Relevant question: What was the impact of the discovery of non-euclidean geometry on Kantian thought?
First question is that I wonder:
- Had Kant ever got his hands on some treatises about the early non-Euclidean geometry prototypes?
If the answer is yes, then Kant's claim on Euclidean geometry being synthetic a priori is certainly more of an issue to me (though I am a huge of fan of the A/B).
He certainly can have the following kind of thought experiment:
Imaging a creature that lives in a place that parallel lines can intersect with each other, does Euclidean geometry provide the a priori spacial-temporal framework that enables this creature to perceive the world?
For example, we view the sphere S^2 as R^2 union with the infinity (we can view infinity as the north pole), then two lines of two different fixed longitudes, are parallel to each other, yet indeed intersect with each other at the north pole.

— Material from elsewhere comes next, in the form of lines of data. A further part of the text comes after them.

PR #192, opened 2016-08-09
Creating convenience initializers for Nightscout Status structs

loudnate:
Using more natural arguments for the device/system, rather than surfacing NS design decisions any higher than necessary


ps2:
Thanks, these look great!

loudnate:
Feel free to merge as needed,

PR #193, opened 2016-08-09
Carb and insulin effect points

ps2:
Going to need a little updating to work with the HK initializers.


NightscoutUploadKit/DeviceStatus/PredictedBG.swift
```diff
@@ -0,0 +1,38 @@
...
+//
+
+import Foundation
+
+public struct PredictedBG {
+    let values: [Double]
+    let cob: [Double]?
+    let iob: [Double]?
+
+    public init(values: [Double], cob: [Double]? = nil, iob: [Double]? = nil) {
```
loudnate: How do you know what dates these values are associated with?

ps2: NS uses the timestamp on the containing structure as the start date, and assumes a 5 minute interval thereafter. I could add a timestamp field to this, and we can later update NS to use it.  Do you think one base timestamp for all points, or separate base timestamps, one for each array (values, cob, iob)?  Seems like the former would suffice.

loudnate: ugh. well it sounds like the NS start date should be exactly the date of the first prediction value then...

Why does NS need the trailing cob/iob, starting from time = now? it's not all that useful information.

ps2: NS doesn't _need_ them; they're optional.  It's used to display a glucodyn like graph, where the carb effect line is shown on top, insulin on bottom, and combined (actual bg): https://files.gitter.im/nightscout/public/als3/Screenshot-2016-06-03-23.37.04.png

For me, it's a visual way of explaining why we think the bg will go where we think it will.

loudnate: Interesting, so it should upload carb/insulin effect, not cob/iob, then?

ps2: For the start date of the points, the timestamp on the parent structure (LoopSuggested, or LoopEnacted) is used.  I'm thinking that for LoopSuggested, it's going to usually match? i.e. the start time of the forecasted points is going to match recommendedDate on TempBasalRecommendation?  If not, I can add a timestamp that is the actual start time of the forecasted points to this structure, and submit a patch to NS to use it.

ps2: Yes, RE effect vs *ob; that's just the (misleading) name on the structs.  They are actually predicted bg + effect values.

loudnate: ok, the PR open in Loop was fetching IOB/COB.

ps2: That was for current IOB/COB; I haven't added the forecasted values to the PR yet, as I just realized what they were, today, while talking to @jasoncalabrese

loudnate: gotcha. I didn't see COB used anywhere, but `CarbStore` and `DoseStore` both have interfaces for fetching a single value.

NightscoutUploadKit/DeviceStatus/LoopSuggested.swift
```diff
@@ -17,10 +17,9 @@ public struct LoopSuggested {
     let reason: String?
     let tick: Int?
     let correction: Double?
-    let predBGs: [Double]?
+    let predBGs: PredictedBG?
 
-
-    public init(timestamp: NSDate, rate: Double, duration: NSTimeInterval, eventualBG: Int, bg: Int, reason: String? = nil, tick: Int? = nil, correction: Double? = nil, predBGs: [Double]? = nil) {
+    public init(timestamp: NSDate, rate: Double, duration: NSTimeInterval, eventualBG: Int, bg: Int, reason: String? = nil, tick: Int? = nil, correction: Double? = nil, predBGs: PredictedBG? = nil) {
```
loudnate: `HKQuantity` for `bg` and `eventualBG`?

ps2: What do you think about just having HKQuantity initializers, and dropping the double based ones?

loudnate: That'd be great. I wasn't sure if you felt like it's important to maintain a "pure" initializer for the struct.

ps2:
Showing too many commits in the diff that are already on dev, so going to recreate.

PR #194, opened 2016-08-09
Carb and insulin effect points

ps2:
Allows us to upload carb and insulin effect points to NS.  Also changes initializer signatures to use HKQuantity for bg values.


loudnate:
LGTM

PR #197, opened 2016-08-11
v0.9.0

ps2:
- Compatibility breakage: Nightscout upload structures and initializers
- Keep RileyLink BLE timer tick on, to prevent app from not waking.
- Remove unused files that were causing many compilation warnings.
- Updates to support uploading Loop status to Nightscout, specifically predicted BGs
- History fetching more reliable for x22 pumps.


loudnate:
Whoo! LGTM.

PR #199, opened 2016-08-17
Adding EnableBolusWizardPumpEvent

ps2:


MinimedKit/PumpEvents/EnableBolusWizardPumpEvent.swift
```diff
@@ -0,0 +1,33 @@
...
+//  EnableBolusWizardPumpEvent.swift
+//  RileyLink
+//
+//  Created by Pete Schwamb on 8/16/16.
+//  Copyright © 2016 Pete Schwamb. All rights reserved.
+//
+
+import Foundation
+
+public struct EnableBolusWizardPumpEvent: TimestampedPumpEvent {
```
loudnate, line 11: I think we ended up with a default event for these empty-body events, right? They print the case name for the event type.

That said, there's probably a bit somewhere that indicates whether the bolus wizard was enabled or disabled...

loudnate:
LGTM

PR #201, opened 2016-08-19
Ns loop plugin

ps2:
Populate data for Nightscout loop plugin. https://github.com/ps2/cgm-remote-monitor/tree/loop-plugin


loudnate:
LGTM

Back to the thought experiment, we can definitely imagine this creature lives somewhere in this universe, maybe besides a place that the space-time is so curved, so that what an individual of this creature perceive are all non-Euclidean, light is bent, time flows differently when you step a little towards the gravity well, etc.
Or seeking the synthetic a priori for another creature is like seeking noumena?
I am not formally trained in philosophy, so this question may sound stupid. Thanks in advance.